For a decade, the eVTOL industry operated primarily in PowerPoint. Concept renders of sleek aircraft gliding between rooftop vertiports, projected market sizes in the hundreds of billions, and timelines that slipped by years with each quarterly update. Joby's own certification target has moved from 2023 to 2024 to 2025 to late 2026. The difference now is that the aircraft is flying, in public, over one of the most complex airspace environments in the world, on the routes it intends to serve commercially, using the infrastructure it intends to use. The FAA has confirmed that the propulsion system reliability and fly-by-wire redundancy meet Stage 4 requirements. What remains is Stage 5: the final conformity inspection that leads to the type certificate.
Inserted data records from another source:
PR #2317, opened 2024-12-09
remove `curv.dev`

wdhdev:
Originally added in #968.

Reasons for removal:
- `_psl.curv.dev` TXT record no longer resolves, which provokes the that idea that PSL status is no longer required, as this TXT record was present when the domain was added to the PSL.
- No results on Google or Bing for `site:curv.dev`, despite the reason for inclusion being that customer websites will be on this domain.
- Few results show up from a subdomain scan, most of which do not resolve properly, if at all: https://subdomainfinder.c99.nl/scans/2024-12-10/curv.dev (also, it is well below our required threshold for inclusion)
- Very few results show up when searching for SSL certificates under the domain: https://crt.sh/?q=curv.dev&exclude=expired&group=none

It is quite evident this domain is not being actively used and should be able to be safely removed.

### DIFF
--- a/public_suffix_list.dat
+++ b/public_suffix_list.dat
@@ -12531,10 +12531,6 @@ on.crisp.email
 // Submitted by Andrew Cady <public-suffix-list@cryptonomic.net>
 *.cryptonomic.net
 
-// Curv UG : https://curv-labs.de/
-// Submitted by Marvin Wiesner <Marvin@curv-labs.de>
-curv.dev
-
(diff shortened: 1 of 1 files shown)


simon-friedberger:
I think we should not remove entries without contacting owners to confirm.

wdhdev:
I've sent an email to the contact email address.

wdhdev:
@simon-friedberger No response from the owners. I think this can be removed safely.

PR #1074, opened 2020-07-22
Add Danger Science Group domains

skylarmacdonald:
* [x] Description of Organization
* [x] Reason for PSL Inclusion
* [x] DNS verification via dig
* [x] Run Syntax Checker (make test)

Description of Organization
====

Organization Website: https://dangerscience.com

We are a software development company that hosts some of our own web applications, including the [Folio Network](https://folio.network) portfolio site creator, and a not-yet-publicly-available PaaS platform called Platform 0.

Reason for PSL Inclusion
====

The included domain names can be used as subdomains by customers to create websites/applications, and we would like to make it harder for cookies to be set across multiple of these sites in case of nefarious activity.

`folionetwork.site` and `fnwk.site` are used by [Folio Network](https://folio.network) users for their portfolios, and `platform0.app` will be the default domains on Platform 0-hosted applications.

DNS Verification via dig
=======

```
dig +short TXT _psl.folionetwork.site
"https://github.com/publicsuffix/list/pull/1074"
```

```
dig +short TXT _psl.fnwk.site
"https://github.com/publicsuffix/list/pull/1074"
```

```
dig +short TXT _psl.platform0.app
"https://github.com/publicsuffix/list/pull/1074"
```

make test
=========

Ran the test locally and all was well. [Travis is happy too.](https://travis-ci.org/github/publicsuffix/list/builds/710927980)

PR #2318, opened 2024-12-10
remove Danger Science section

wdhdev:
Reasons for removal:
- No active SSL certificates on `fwnk.site` or `folionetwork.site`: https://crt.sh/?q=fnwk.site&exclude=expired https://crt.sh/?q=folionetwork.site&exclude=expired
- Very few active SSL certificates found on `platform0.app`: https://crt.sh/?q=platform0.app&exclude=expired
  - I believe they may issue SSLs on a per domain basis, and only use wildcards on the occasion where no website exists using a wildcard (e.g. https://exampletest123.platform0.app)
- In the original PR #1074, the domains `fwnk.site` and `folionetwork.site` were intended to be used by https://folio.network, however the domain does not have any A/AAAA records, therefore it doesn't resolve.
- No results on Google or Bing for any of the domains when searching using `site:{domain}`.
- `_psl.fwnk.site` is missing, however for the other 2 domains it is still in place.

It is evident that `fwnk.site` and `folionetwork.site` are not in use any more. `platform0.app` does appear to get an extremely small amount of use, however it is nowhere near our threshold for inclusion and should be removed. I think these domains can be safely removed.

### DIFF
--- a/public_suffix_list.dat
+++ b/public_suffix_list.dat
@@ -12544,12 +12544,6 @@ cfolks.pl
 cyon.link
 cyon.site
 
-// Danger Science Group: https://dangerscience.com/
-// Submitted by Skylar MacDonald <skylar@dangerscience.com>
-platform0.app
-fnwk.site
-folionetwork.site
-
 // Dansk.net : http://www.dansk.net/
 // Submitted by Anani Voule <digital@digital.co.dk>
 biz.dk


wdhdev:
Email sent to the contact address in the section regarding removal.

wdhdev:
@simon-friedberger @dnsguru I have forwarded the email chain to your email addresses. This PR is good to merge and has been approved by the original submitter.

Issue #2322, opened 2024-12-11
Removal of domains with a hold status


wdhdev:
@simon-friedberger @groundcat I would like to get your guys' thoughts on removing domains that have a hold status in WHOIS.

The reasons why I believe they should potentially be removed is:
- DNS cannot be resolved under these domains
- They tend to not be in use, especially if they have had a hold status for an extended period of time
- If a domain is actively in use, they would not set a clientHold status on the domain
- Said domain may not be renewed, as some domains are placed on hold due to missed payments

Some reasons against removing these domains:
- Domain may just be inactive for a certain period of time before being active again
- Could be a registry error or something of that nature

Currently there appears to be 2 domains listed on the PSL that have been in a hold status for multiple weeks now (according to https://github.com/groundcat/PSL-private-domains-checker/blob/main/data/hold.csv)

- `001www.com` - clientHold status
- `now-dns.top` - serverHold status

In this specific case I believe these domains should be removed as they have had a hold status for a while now, however this issue is primarily targetting any future domains that may receive a hold status.

groundcat:
I am generally comfortable with removing entries that have remained in a hold status for an extended period, such as 45 days. My checker occasionally detects such hold statuses, but most of them are resolved within a day or two, typically due to UGC violations on their subdomains. 

As long as the business is operating normally or the project is active, these issues should be fixed relatively quickly. If a domain remains in serverHold or clientHold status for that long, it most likely indicates that either the domain is permanently blocked (with no intention from the registrar or registry to reinstate it) or the project has been abandoned. 

So, I believe 45 calendar days is a reasonable limit, which somewhat mirrors the commonly used "45 calendar days" grace period given after a domain expires before it enters pendingDelete status in the registry industry.

groundcat:
I agree that for `001www.com` with clientHold status and `now-dns.top` with serverHold status, removal would be appropriate since they have been in hold status for an extensive period. While the requestor indicated in September in issue #2178 that the project was still active, three months have passed without any progress in resolving these holds with their registrar or registry. It appears safe to remove them from the list. However, since removing domains with hold status is not yet documented as an official policy on the wiki or website, it might be better to inform them about the planned removal first, so that they will understand why their domains are being removed from the PSL and know that they can resubmit them to the list if the hold status is resolved in the future.

PR #2324, opened 2024-12-11
remove `001www.com` and `now-dns.top`

wdhdev:
Both domains have had a hold status for an extended period of time, likely over 45 days, and the Now DNS project is still an active project however has appeared to make no attempt to remove the hold on these domains.

See #2322 for more information, specifically https://github.com/publicsuffix/list/issues/2322#issuecomment-2533488209.

### DIFF
--- a/public_suffix_list.dat
+++ b/public_suffix_list.dat
@@ -14518,7 +14518,6 @@ notion.site
 dnsking.ch
 mypi.co
 n4t.co
-001www.com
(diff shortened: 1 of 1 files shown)


groundcat:
The domain `n4t.co` will most likely warrant removal as well because it expired on `2024-12-11`, and is no longer listed as an available suffix on https://now-dns.com/

PR #2325, opened 2024-12-11
Update comments for `.it`, `.jp`, `.se`, `.xn--fiqs8s`, `.xn--fiqz9s`

groundcat:
This PR is created to update comments for `.it`, `.jp`, `.se`, `.cn` to fix broken links and note some registry confirmation responses to improve documentation.

### DIFF
--- a/public_suffix_list.dat
+++ b/public_suffix_list.dat
@@ -1938,9 +1938,9 @@ lg.jp
 ne.jp
 or.jp
 // jp prefecture type names
-// 2024-11-22: JPRS confirmed that since regional JP domain names are no longer 
-// accepting new registrations, any registered domain names listed under FQDNs 
-// are confirmed to have been fully discontinued will be removed from the PSL.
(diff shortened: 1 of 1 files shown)


simon-friedberger:
> // 2024-11-22: JPRS confirmed that since regional JP domain names are no longer 
> // accepting new registrations, any registered domain names listed under FQDNs 
> // are confirmed to have been fully discontinued will be removed from the PSL.

I am not sure what you are saying here. Could you please rephrase? 😅

wdhdev:
I agree, the wording is a bit confusing. Did you mean something like `Regional .jp domain names no longer accept registrations, however we are waiting until all domains under them are expired, before we can remove them from the PSL.`?

groundcat:
Sorry, it was confusing since I had translated it literally. From what I understand, they were trying to say that regional .jp suffixes no longer accept new registrations. Once all existing registrations expire (marking full discontinuation), these suffixes will be removed from the PSL.

groundcat:
> Could you please rephrase?

Done :)

PR #2100, opened 2024-08-11
remove `blogspot.mr`

wdhdev:
## blogspot.mr
I'm not sure where this was originally added in, possibly added pre-GitHub. 

Pretty simple reason for removal; the domain name is expired.

When attempting to lookup the domain via WHOIS, the server returns:
```
$ whois blogspot.mr
Server can't process your request at the moment.
```
And to clarify, I don't believe this is a server issue as looking up, for example, `nic.mr` works perfectly fine and returns the WHOIS data.

When attempting to lookup NS records the server returns `NXDOMAIN`.

PR #2327, opened 2024-12-11
Remove `blogspot.*` ccTLD domains

groundcat:
My contact at Google attempted to internally reach out to the Blogger team on November 17, 2024, but we have not received any response after nearly a month, suggesting the service is no longer actively managed. Therefore, removal should be safe to proceed.

Their ccTLD domains have begun to expire without renewal and are being released and deleted by the registry (for example, #2100). Rather than waiting for each domain to expire and create incremental debris, it is more efficient to remove them all at once.

I conducted a quick check (as documented in [samples_result.txt](https://github.com/user-attachments/files/16578078/samples_result.txt)) which revealed that all ccTLD domains are redirecting (301/302) to blogname.blogspot.com domains. This indicates they have completely decommissioned the use of ccTLD Blogspot domains, with all redirects now pointing to the main blogspot.com domain. 

Consequently, PSL inclusion is no longer necessary.


simon-friedberger:
@domfarolino Please state an opinion on this! :)

domfarolino:
This lgtm.

wdhdev:
The Blogspot ccTLD domains do seem to be lapsing, e.g. `blogspot.cv` was registered 13/06/2024. They should be removed as soon as possible as Google likely no longer controls some of these.

PR #2328, opened 2024-12-11
chore(tools/internal/parser): remove unneeded exceptions

wdhdev:
The domains/sections removed from here have been removed from the PSL, except for is-a.dev, as that section is now correctly sorted.

I would leave this PR open until we merge a few of the other open removal PRs such as #2313, so we can update exceptions.go accordingly.

Let me know if I've missed any that no longer need to be here.


wdhdev:
In 584dc94502353b324e63fb6523900021f4ddb79a, the reason why the `incorrectSort` array is now empty, is because all entries *are* sorted correctly, so there is no need for them to be exempt.

I removed the Amazon exceptions as all their domains do in fact have `_psl` TXT records, and they consistently keep them in the zone, along with any new PRs they add all the TXT records (thank you Amazon :heart:), hence there is no reason to have an exception for them.

wdhdev:
@simon-friedberger I think this can be merged. The other PRs open that may affect the exceptions by removing old domains, may take a little while before they are merged, so might as well remove these ones and we can worry about the other ones later.

PR #2330, opened 2024-12-11
add confirmation message to `.am`

wdhdev:
#2265

> am - 2024-11-18 Confirmed by ISOC AM <isoc@isoc.am> : "Regarding the updated list, we confirm that no changes have occurred."

(@groundcat sent the email, not me, so if you want the email chain contact him.)

### DIFF
--- a/public_suffix_list.dat
+++ b/public_suffix_list.dat
@@ -165,6 +165,7 @@ net.al
 org.al
 
 // am : https://www.amnic.net/policy/en/Policy_EN.pdf
+// Confirmed by ISOC AM <isoc@isoc.am> 2024-11-18
 am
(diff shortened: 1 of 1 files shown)


groundcat:
Adding email here for documentation:

From `ISOC AM <isoc@isoc.am>` Nov 18, 2024:

>    According to point 15 of  domain name registration policy for ".am" and ".hay" domains, only the municipalities of the Republic of Armenia are eligible to register third-level domain names under ".commune.am." 
> 
> No other entity or individual is permitted to register a ".commune.am" third-level domain name.
> 
> Regarding the updated list, we confirm that no changes have occurred.

PR #807, opened 2019-04-25
Add lab.ms

tomkln:
* [x] Reason for PSL Inclusion
* [x] Description of Organization
* [x] DNS verification via dig
* [x] Run Syntax Checker (make test)

Description of Organization
====

Organization Website: https://www.gentlent.com

I am a director and engineer at Gentlent, which is a brand new software development and consulting company.

Reason for PSL Inclusion
====

We want to provide "lab.ms" domains for our upcoming PaaS hosting aswell as for DynDNS soon. Users should be able to only set cookies on their .lab.ms domain and browsers should recognize the domains with the suffix being lab.ms.

DNS Verification via dig
=======

The verification of the TXT record was successful:
```
dig +short TXT _psl.lab.ms
"https://github.com/publicsuffix/list/pull/807"
```

make test
=========

We run the "make test" successfully. The output may be viewed at https://gist.github.com/tomkln/8e54f5fcb44fcf3d34ca303790b5255a.

PR #2334, opened 2024-12-12
remove `lab.ms`

wdhdev:
Originally added in #807, back in 2019.

Reasons for removal:
- The domain is no longer controlled by `Gentlent, Inc.`.
	- The domain's registration date via a WHOIS lookup is `2024-07-25`, which is very recent, when the domain was added to the PSL around 5 years ago. The new registrant's name is `Flame Lab Initiative` according to WHOIS, which is not the original registrants.

Should be safe to remove, as it is no longer owned by the original registrant.

### DIFF
--- a/public_suffix_list.dat
+++ b/public_suffix_list.dat
@@ -13388,7 +13388,6 @@ usercontent.jp
 // Submitted by Tom Klein <tom@gentlent.com>
 gentapps.com
 gentlentapis.com
-lab.ms
 cdn-edges.net
 
 // GignoSystemJapan: http://gsj.bz


groundcat:
- The registration date exceeds the PSL inclusion date, indicating domain re-registration and ownership change. This condition alone warrants removal.
- While lab.ms is operational, none of its subdomains are currently accessible through Google. The site appears to be a different project now, suggesting PSL inclusion is no longer necessary.
- The email address listed on the site is unreachable due to missing MX records.

I think we should review other entries in this `Gentlent, Inc.` block.

wdhdev:
I'll have a look into the other entries in the block later 👍

wdhdev:
@simon-friedberger This can be merged.

@groundcat I've had a look at the other entries, they don't seem to be used, so I've commented on one of their PRs asking for them for confirmation if they still need the entries.

PR #849, opened 2019-07-16
Add lelux.site

theel0ja:
* [x] Description of Organization
* [x] Reason for PSL Inclusion
* [x] DNS verification via dig
* [x] Run Syntax Checker (make test)

Description of Organization
====

Organization Website: https://lelux.fi/

Organization providing services powered by free software. (related: https://libreho.st/)

I'm the administator of Lelux.fi.

Reason for PSL Inclusion
====

Going to be used for a public GitLab Pages instance.

DNS Verification via dig
=======

```
dig +short TXT _psl.lelux.site
"https://github.com/publicsuffix/list/pull/849"
```

make test
=========

I ran the test and it passed succesfully.

PR #2336, opened 2024-12-12
remove `lelux.site`

wdhdev:
Domain was added in #849, in 2019, however the registration date of the domain is 2023-11-30, it is clear the domain lapsed and has changed registrants.

This domain should be safe to remove.

### DIFF
--- a/public_suffix_list.dat
+++ b/public_suffix_list.dat
@@ -14068,10 +14068,6 @@ leadpages.co
 lpages.co
 lpusercontent.com
 
-// Lelux.fi : https://lelux.fi/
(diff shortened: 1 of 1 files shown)


groundcat:
- The registration date exceeds the PSL inclusion date, which indicates the domain was re-registered and has changed ownership.
- The email address listed in the domain block is no longer reachable.
- No sites on this domain are currently accessible.

Agree that it should be safe to remove.

simon-friedberger:
I agree on this particular entry but just want to remind everyone that registration dates do get updated sometimes.

PR #1447, opened 2017-09-14
Implement Datastore transaction options in DatastoreDb.

jskeet:
These have been available in the generated code (so in
BeginTransactionRequest) for a while, but not exposed in DatastoreDb.

I don't propose to merge this until we can test it directly in whitelisted projects. (I've tested using a test environment.)

### DIFF
--- a/apis/Google.Cloud.Datastore.V1/Google.Cloud.Datastore.V1.IntegrationTests/DatastoreDbTest.cs
+++ b/apis/Google.Cloud.Datastore.V1/Google.Cloud.Datastore.V1.IntegrationTests/DatastoreDbTest.cs
@@ -12,6 +12,7 @@
 // See the License for the specific language governing permissions and
 // limitations under the License.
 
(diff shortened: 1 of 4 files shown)


jskeet:
I'll at least wait until we know what the timing is going to be like, yes.

jskeet:
In other news, Codacy's "'partial' is gratuitous in this context." claim is completely bogus. It doesn't compile without the partial modifier.

chrisdunelm:
I've already learned to ignore codacy.
Clearly you know good quality C# better than any machine :)

jskeet:
I've now renamed BeginTransactionWithOptions back to BeginTransaction having thought about it more - everything means the same as it did before :)

jskeet:
Hmm. Not sure why the codecov change doesn't seem to have had an impact here. Will have a look when I'm back from travels.

jskeet:
This is now available in production, so I'm merging on green (having rebased).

The question that the New York demonstrations answer is not whether the technology works. It does. An electric aircraft took off vertically from JFK, flew across the East River at 200 miles per hour, and landed at a helipad next to the FDR Drive without incident. The industry has been promising this for years. Joby has now shown it. The question the demonstrations do not answer is whether the economics work at scale, whether noise levels are acceptable to communities beneath the flight paths, whether the air traffic management systems can handle hundreds of daily flights over Manhattan, whether battery degradation will affect range and recharge times in commercial service, and whether passengers will pay $200 for a seven-minute flight when the same journey by car costs less and only takes longer. The car takes longer, but it does not require a booking on an app, a ride to a heliport, a security process, and a ride from a helipad to the final destination. The total door-to-door time advantage narrows when you count the ground segments on both ends. Joby's bet is that the time advantage is large enough, and the experience is compelling enough, that a meaningful number of New Yorkers and travellers will choose the air. Late 2026 will determine whether they are right.